Figure 1: Illustration of our main idea. Point-BERT is designed for pre-training of standard point cloud Transformers. By training a dVAE via point cloud recon-struction, we can convert a point cloud into a sequence of discrete point tokens. Then we are able to pre-train the Transformers with an Mask Point Modeling (MPM) task by predicting the masked tokens.
We present Point-BERT, a novel paradigm for learning Transformers to generalize the concept of BERT onto 3D point cloud. Following BERT, we devise a Masked Point Modeling (MPM) task to pre-train point cloud Transformers. Specifically, we first divide a point cloud into several local patches, and a point cloud Tokenizer is devised via a discrete Variational AutoEncoder (dVAE) to generate discrete point tokens containing meaningful local information. Then, we randomly mask some patches of input point clouds and feed them into the backbone Transformer. The pre-training objective is to recover the original point tokens at the masked locations under the supervision of point tokens obtained by the Tokenizer. Extensive experiments demonstrate that the proposed BERT-style pre-training strategy significantly improves the performance of standard point cloud Transformers. Equipped with our pre-training strategy, we show that a pure Transformer architecture attains 93.8% accuracy on ModelNet40 and 83.1% accuracy on the hardest setting of ScanObjectNN, surpassing carefully designed point cloud models with much fewer hand-made designs and human priors. We also demonstrate that the representations learned by Point-BERT transfer well to new tasks and domains, where our models largely advance the state-of-the-art of few-shot point cloud classification task.
Figure 2: The pipeline of Point-BERT. We first partition the input point cloud into several point patches. A mini-PointNet is then used to obtain a sequence of point embeddings.
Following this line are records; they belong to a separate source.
PR #9753, opened 2023-06-27
✨ Allow using dependables with `functools.partial()`

### LINKED ISSUE #10720: functools.partial() does not work on an async dependable
### Discussed in https://github.com/tiangolo/fastapi/discussions/9744

<sup>Originally posted by **lieryan** June 26, 2023</sup>
### First Check

### Commit to Help

### Example Code

```python
from functools import partial

app = FastAPI()

def the_answer():
    return 42


async def dep1(
    n: int = Depends(the_answer),
):
    return n + 1

@app.get("/")
def main(
    d1=Depends(partial(dep1, n=10)),
):
    print(d1)   # prints "<coroutine object dep1 at 0x7facc996fb50>"
    return {}


if __name__ == '__main__':
    import uvicorn
    uvicorn.run(app, port=1122)
```

### Description

I would've expected `d1` above to be the return value of the dependable, but it seems like fastapi didn't identify the partial as an coroutine function and instead passed the unawaited coroutine into the view function.

`inspect.iscoroutinefunction()` and `inspect.signature()` were able to deconstruct the partial object to correctly identify whether a partial contains a coroutine or a regular function, so it seems like it should've been possible for FastAPI to use handle partial correctly:

```
In [5]: def regular(a, b): pass

In [6]: async def coro(a, b): pass

In [7]: inspect.iscoroutinefunction(partial(regular, 1))
Out[7]: False

In [8]: inspect.iscoroutinefunction(partial(coro, 1))
Out[8]: True

In [20]: inspect.signature(partial(coro, 1))
Out[20]: <Signature (b)>
```
 

### Operating System

Linux

### Operating System Details

_No response_

### FastAPI Version

0.98.0

### Python Version

Python 3.10.6

### Additional Context

_No response_</div>

lieryan:
Discussion: https://github.com/tiangolo/fastapi/discussions/9744

Using `functools.partial()` with dependables feels like a very obvious idiom. `partial()` already works for dependables that are plain function, but it doesn't work consistently, partial of async and callable classes didn't work consistently.

This PR makes partial() work consistently in all combinations.

test_dependency_class.py have been renamed to test_dependency_types.py to reflect its bigger scope now.

There's quite a bit of repetition in the tests, part of me wants to just refactor those; but another part of me also wants to keep the tests simple.


Lemminkyinen:
This would be nice to have

jtfidje:
Yeah - I also just hit this! Please merge 😅

jtfidje:
@tiangolo Are we any closer to a merge on this? 🙂

pachewise:
@lieryan could you resolve conflicts for this to be ready to merge?

YuriiMotov:
@lieryan, thanks for contributing to FastAPI!

Are you still interested in getting this PR merged?
I think it would be better to move new tests to separate file (e.g. `test_dependencies_partial.py`) to make it easier to review.
~~Also, I would add second parameters to all initial functions, so that partial would reduce the number of parameters from 2 to 1.~~
Would you like to make these changes? Or, don't you mind if I make these changes?

fastapi/dependencies/utils.py
```diff
@@ -528,24 +529,28 @@ def add_param_to_fields(*, field: ModelField, dependant: Dependant) -> None:
...
 
 def is_coroutine_callable(call: Callable[..., Any]) -> bool:
-    if inspect.isroutine(call):
-        return inspect.iscoroutinefunction(call)
-    if inspect.isclass(call):
-        return False
+    if inspect.iscoroutinefunction(call):
+        return True
+    if isinstance(call, partial):
+        return is_coroutine_callable(call.func)
```
```suggestion
    if inspect.isclass(call):
        return False
    if isinstance(call, partial):
        return is_coroutine_callable(call.func)
```
Why do we need to remove this condition (`isclass`)?
I just tried running tests with these lines and it still works.
I think if it's not necessary for making partial work, we shouldn't remove this lines in this PR

YuriiMotov (changes requested):
There is a problem when we use named parameters to `prtial`. **UPD:** resolved [here](https://github.com/fastapi/fastapi/pull/9753#issuecomment-3116660599)

Currently it produces wrong schema:
```python
from functools import partial

app = FastAPI()

async def dep1(n: int):
    return n + 1

@app.get("/")
def main(d1=Depends(partial(dep1, n=10))):  # But `partial(dep1, 10)` works fine
    return d1
```

image

`n` Query parameter still appears in schema and even works (you can pass value and it will be used as input parameter).
I expected it shouldn't appear in the schema and wouldn't be used as input

YuriiMotov:
@lieryan, thanks for your work on this!

Do you have any ideas how to fix the problem I mentioned above?

ruitcatarino:
> There is a problem when we use named parameters to `prtial`.
> 
> 
> 
> Currently it produces wrong schema:
> 
> ```python
> 
> from functools import partial
> 
> 
> 
> from fastapi import Depends, FastAPI
> 
> 
> 
> app = FastAPI()
> 
> 
> 
> async def dep1(n: int):
> 
>     return n + 1
> 
> 
> 
> @app.get("/")
> 
> def main(d1=Depends(partial(dep1, n=10))):  # But `partial(dep1, 10)` works fine
> 
>     return d1
> 
> ```
> 
> 
> 
> image
> 
> 
> 
> `n` Query parameter still appears in schema and even works (you can pass value and it will be used as input parameter).
> 
> I expected it shouldn't appear in the schema and wouldn't be used as input


Hi, today I ran into the same issue that resulted in this pull request, not being able to use `functools.partial` as a dependency. I eventually found this pull request and this issue. I did a little digging and the conclusion that I reached is that this has to do with how `functools.partial` works and positional vs keyword arguments.

```python
import inspect

from functools import partial

def add_one(num: int) -> int:
    return num + 1

two = partial(add_one, 1)
two_kwarg = partial(add_one, num=1)


inspect.signature(add_one) # <Signature (num: int) -> int>
inspect.signature(add_one).parameters.values() # odict_values([<Parameter "num: int">])

inspect.signature(two) # <Signature () -> int>
inspect.signature(two).parameters.values() # odict_values([])

inspect.signature(two_kwarg) # <Signature (*, num: int = 1) -> int>
inspect.signature(two_kwarg).parameters.values() # odict_values([<Parameter "num: int = 1">])
```

For this reason when `get_typed_signature` (from fastapi code) is called we will get diferente results depending on how we used `functools.partial`.

> `n` Query parameter still appears in schema and even works (you can pass value and it will be used as input parameter).

As for this, this works when using keyword arguments with `functools.partial` because:

> Return a new partial object which when called will behave like func called with the positional arguments args and keyword arguments keywords. If more arguments are supplied to the call, they are appended to args. If additional keyword arguments are supplied, they extend and override keywords.

https://docs.python.org/3/library/functools.html#functools.partial

Thinking on the example above calling `two_kwarg(num=3)` would still return `4` since the keyword argument `num` would get overridden.

Hope this helps out

YuriiMotov:
> As for this, this works when using keyword arguments with `functools.partial` because:
> 
> > Return a new partial object which when called will behave like func called with the positional arguments args and keyword arguments keywords. If more arguments are supplied to the call, they are appended to args. If additional keyword arguments are supplied, they extend and override keywords.
> 
> https://docs.python.org/3/library/functools.html#functools.partial

@ruitcatarino, thanks for explaining this!

So, then we can (we should) just mention this pitfall somewhere in docs.
We can probably skip this for now and add a section in docs named "What you can use inside `Depends`" later on

YuriiMotov (approved):
LGTM in general

There are 2 things to think about:
* I don't understand why the `if inspect.isclass(call):` condition was removed [here](https://github.com/fastapi/fastapi/pull/9753/files#r2192922090). Although, tests pass regardless of this condition.
* There is an [issue](https://github.com/fastapi/fastapi/pull/9753#pullrequestreview-2998359406) when `partial` is used with named parameters, but this is just how `partial` works. I think we can later explain this in docs

@lieryan, @ruitcatarino, thanks a lot!

ruitcatarino:
You're welcome, glad it helped @YuriiMotov!

I would also suggest adding some tests using keyword arguments and partial since they have different behaviours.

Even maybe validate that if you're using partial and positional sending the query param won't affect the output but using keyword arguments and partial will.

If you do find this valuable and no one else wants to do it I would be glad to help out (I could also add this "issue" to the docs if needed).

YuriiMotov:
@ruitcatarino, I personally don't think we need more tests here.
Let's wait for Sebastian to review this and if this is accepted, we will add docs (probably as a separate PR).

fastapi/dependencies/models.py
```diff
@@ -53,25 +53,34 @@ def cache_key(self) -> DependencyCacheKey:
...
-        if inspect.isroutine(self.call):
-            return iscoroutinefunction(self.call)
-        if inspect.isclass(self.call):
+        use_call: Any = self.call
+        if isinstance(self.call, partial):
+            use_call = self.call.func
+        if inspect.isroutine(use_call):
+            return iscoroutinefunction(use_call)
+        if inspect.isclass(use_call):
             return False
```
YuriiMotov: In the initial version of this PR it was suggested to change these lines to something like:
```diff
-        if inspect.isroutine(use_call):
-            return inspect.iscoroutinefunction(use_call)
+        if inspect.iscoroutinefunction(use_call):
+            return True
-        if inspect.isclass(use_call):
-            return False
```

See original commit: https://github.com/fastapi/fastapi/pull/9753/commits/f16dd38b478c0a88ae4ae79fd73094fdb3ffa425

I updated it to be closer to current implementation (don't simplify first condition and don't remove `if inspect.isclass(use_call):`)

tiangolo (approved):
Thank you @lieryan! 🚀 

Sorry for the delay getting back to this.

Thanks all for the discussion, thanks @YuriiMotov for the help. ☕ 

This will be available in FastAPI 0.123.5, released in the next few hours. 🎉

wu-clan:
> > As for this, this works when using keyword arguments with `functools.partial` because:
> > > Return a new partial object which when called will behave like func called with the positional arguments args and keyword arguments keywords. If more arguments are supplied to the call, they are appended to args. If additional keyword arguments are supplied, they extend and override keywords.
> > 
> > 
> > https://docs.python.org/3/library/functools.html#functools.partial
> 
> @ruitcatarino, thanks for explaining this!
> 
> So, then we can (we should) just mention this pitfall somewhere in docs. We can probably skip this for now and add a section in docs named "What you can use inside `Depends`" later on

I used this feature in the new feature today and discovered this issue. Can we find a way to exclude it from the schema? I think it's a distraction for the schema because Swagger display them.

Before pre-training, a Tokenizer is learned through dVAE-based point cloud reconstruction (as shown in the right part of the figure), where a point cloud can be converted into a sequence of discrete point tokens; During pre-training, we mask some portions of point embeddings and replace them with a mask token. The masked point embeddings are then fed into the Transformers. The model is trained to recover the original point tokens, under the supervision of point tokens obtained by the Tokenizer. We also add an auxiliary contrastive learning task to help the Transformers to capture high-level semantic knowledge.
We show that Point-BERT models can outperform other carefully designed point cloud models with much fewer human priors on object classification task.
The visualization of the masked point cloud reconstruction using Point-BERT models..
Figure 3: Masked point clouds reconstruction using our Point-BERT model trained on ShapeNet. We show the reconstruction results of synthetic objects from ShapeNet test set with block masking and random masking in the first two groups respectively. Our model also generalize well to unseen real scans from ScanObjectNN (the last two groups).